Object Storage

 Extract Metadata (Tika) from GDAL Files

  • HV Object Storage
  • Hitachi Content Intelligence HCI
Data Conversion's profile image
Data Conversion posted 12-08-2018 18:16

GDAL is an open source project that extracts information from geospatial files. You can install command line tools like gdalinfo and it will extract lots of information from the files.

In Tika, there appears to be integration with GDAL module that seems to be a wrapper around the gdalinfo command line. Tika does recognize the file in question, and claims it is using the GDAL Tika module, but I don't get any useful information back.

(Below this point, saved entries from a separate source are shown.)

Issue #1306, opened 2017-04-14
IndexError in telnet.py


TehomCD:
#### Brief summary of issue / Description of requested feature:
While looking at the portal log, I saw a traceback pop up frequently:

```
2017-04-14T10:44:37-0400 [AMPProtocol,client] [::] Traceback (most recent call last):
2017-04-14T10:44:37-0400 [AMPProtocol,client] [::]   File "/home/tehom/arx/evennia/evennia/server/portal/portalsessionhandler.py", line 420, in data_out
2017-04-14T10:44:37-0400 [AMPProtocol,client] [::]     getattr(session, funcname)(*cmdargs, **cmdkwargs)
2017-04-14T10:44:37-0400 [AMPProtocol,client] [::]   File "/home/tehom/arx/evennia/evennia/server/portal/telnet.py", line 340, in send_text
2017-04-14T10:44:37-0400 [AMPProtocol,client] [::]     linetosend = ansi.parse_ansi(_RE_N.sub("", text) + ("|n" if text[-1] != "|" else "||n"),
2017-04-14T10:44:37-0400 [AMPProtocol,client] [::] IndexError: string index out of range
```

It seems to pop up fairly regularly, say a few times an hour. No players have reported seeing anything strange, so I'm guessing that it'd be an empty string from the IndexError that just isn't sent when the exception is raised.

#### Steps to reproduce the issue / Reasons for adding feature:

1. Seems to happen randomly but somewhat frequently.

#### Error output / Expected result of feature
Traceback in portal log.

#### Extra information, such as Evennia revision/repo/branch, operating system and ideas for how to solve / implement:
I guess just check for empty string before trying to parse it, but I have no idea if that'd cause any issues.

Griatch:
This is due to the recent correction of the end-point color tag. Easy to fix.

PR #1308, opened 2017-04-17
Fix to color normalization end tags

BlauFeuer:
Account for empty strings sent in Telnet and SSH

Addresses a potential problem similar to IndexError in telnet.py #1306

Initial fix in #1243 does not account for empty string.


BlauFeuer:
#1243 (the cause of #1306) was my doing. Thanks @TehomCD and @Griatch for catching and fixing it.

Griatch:
@BlauFeuer Good catch, this is a more complete fix. Merged with a rebase. Closing.

PR #1314, opened 2017-04-24
More thorough explanation of clothing types

BattleJenkins:
Added some further explanation of clothing types and their purpose. I felt like it wasn't clear enough that you could change the given clothing types or even elect not to use clothing types at all in your own implementation of the system.


Griatch:
Merged with rebase.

The following is all I get back from HCI.

screen-shot-2018-12-08-at-1

So in trying to "fix" this, I thought perhaps the reason is that gdalinfo command is not installed as a default on the HCI host OS. So I installed it and the CLI tool works great. However, HCI (even after a restart) still doesn't give any useful information.

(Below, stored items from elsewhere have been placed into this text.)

PR #1317, opened 2017-05-04
Systemd unit

eldritchsemblance:
Added a sample script for running Evennia as a systemd unit
Using newer distributions, especially Ubuntu and Debian, using initd and screen with a system user is not supported.
The documentation on the wiki would need to be updated to reflect systemd

### DIFF
--- a/bin/unix/evennia.service
+++ b/bin/unix/evennia.service
@@ -1,12 +1,18 @@
+# Evennia systemd unit script
+# Place in the appropriate directory for a system or user account
+# Then, register with systemctl
 [Unit]
 Description=Evennia Server
 
 [Service]
 Type=forking
+# Change to your location.
 WorkingDirectory=/var/evennia/evennia
+# These paths must be absolute.  Change to your location.
 ExecStart=/bin/bash -c 'source /var/evennia/pyenv/bin/activate ; evennia start'
 ExecStop=/bin/bash -c 'source /var/evennia/pyenv/bin/activate ; evennia stop'
 ExecReload=/bin/bash -c 'source /var/evennia/pyenv/bin/activate ; evennia reload'
+# restart on all failures, wait 3 seconds before doing so.
 Restart=on-failure
 RestartSec=3
 
--- a/bin/unix/evennia.service
+++ b/bin/unix/evennia.service
@@ -1,0 +1,14 @@
+[Unit]
+Description=Evennia Server
+
+[Service]
+Type=forking
+WorkingDirectory=/var/evennia/evennia
+ExecStart=/bin/bash -c 'source /var/evennia/pyenv/bin/activate ; evennia start'
+ExecStop=/bin/bash -c 'source /var/evennia/pyenv/bin/activate ; evennia stop'
+ExecReload=/bin/bash -c 'source /var/evennia/pyenv/bin/activate ; evennia reload'
+Restart=on-failure
+RestartSec=3
+
+[Install]
+WantedBy=default.target


Griatch:
A good idea, but I think this needs more documentation in the file itself, explaining what it is and why it may be useful also for Linux newbies (we get people using Linux in order to use Evennia after all). This would need documentation examples of how to install for, say, an Ubuntu system and how to register it with systemd. Finally examples on how to use it in practice.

I also installed java on the HCI host OS and retrieved the tika app jar file (tika-app-1.19.1.jar). When I run it from the command line on the HCI server:

 

java -jar tika-app-1.19.1.jar -m ./17NOV15081801-S3DMR03C01.NTF)

it does return all the image information.

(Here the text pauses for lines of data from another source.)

PR #1321, opened 2017-05-09
Remove the over-incrementing task ID

vlegoff:

The event task ID was always increasing, which would create long IDs if the system was often used.

With a system that creates lots of chained events, the task ID would have gone up pretty quickly.  Now, IDs can be re-used.  This doesn't create conflicts, as ID are free when the task is executed anyway.

### DIFF
--- a/evennia/contrib/events/scripts.py
+++ b/evennia/contrib/events/scripts.py
@@ -45,7 +45,6 @@ class EventHandler(DefaultScript):
         self.db.locked = []
 
         # Tasks
-        self.db.task_id = 0
         self.db.tasks = {}
 
     def at_start(self):
@@ -559,8 +558,12 @@ class EventHandler(DefaultScript):
         """
         now = datetime.now()
         delta = timedelta(seconds=seconds)
-        task_id = self.db.task_id
-        self.db.task_id += 1
+
+        # Choose a free task_id
+        used_ids = list(self.db.tasks.keys())
+        task_id = 1
+        while task_id in used_ids:
+            task_id += 1
 
         # Collect and freeze current locals
         locals = {}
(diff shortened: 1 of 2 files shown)


evennia/contrib/events/tests.py
```diff
@@ -58,7 +58,6 @@ def test_start(self):
         self.assertEqual(self.handler.db.to_valid, [])
         self.assertEqual(self.handler.db.locked, [])
         self.assertEqual(self.handler.db.tasks, {})
-        self.assertEqual(self.handler.db.task_id, 0)
```
Griatch: Why remove this unittest? Should not the sequence of task IDs be fully deterministic?

evennia/contrib/events/scripts.py
```diff
@@ -559,8 +558,12 @@ class methods, objects inside an instance and so on will
         """
         now = datetime.now()
         delta = timedelta(seconds=seconds)
-        task_id = self.db.task_id
-        self.db.task_id += 1
+
+        # Choose a free task_id
+        used_ids = list(self.db.tasks.keys())
```
Griatch: Converting this to a list seems unnecessary and even inefficient. For a large list, querying content is an `O(N)` operation while querying a dict remains constant, that is an `O(1)` behavior. So removing the `list()` conversion here sounds like the way to go.

vlegoff:
@Griatch okay, I'll see if it still works without convertion.  The unittest is unnecessary now because the `task_id` isn't stored as a permanent attribute anymore.  Rather it is calculated each time a task is created and will just find the lowest, non-used ID.

Griatch:
Ok. I would have thought it would be useful the id system works the way you think, for example to make sure task id's are made available correctly. But if that's not an issue, fair enough.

Any help on getting HCI (patching is fine) to return much more useful information via Metadata Extraction (Tika) would be greatly appreciated.


#HitachiContentIntelligenceHCI
Data Conversion's profile image
Data Conversion

In order for HCI to natively be able to extract metadata from image files via Tika, the product needs to be enhanced by adding gdal package to the workflow container.  I did hack the system to make it work, but don't recommend it for a production system.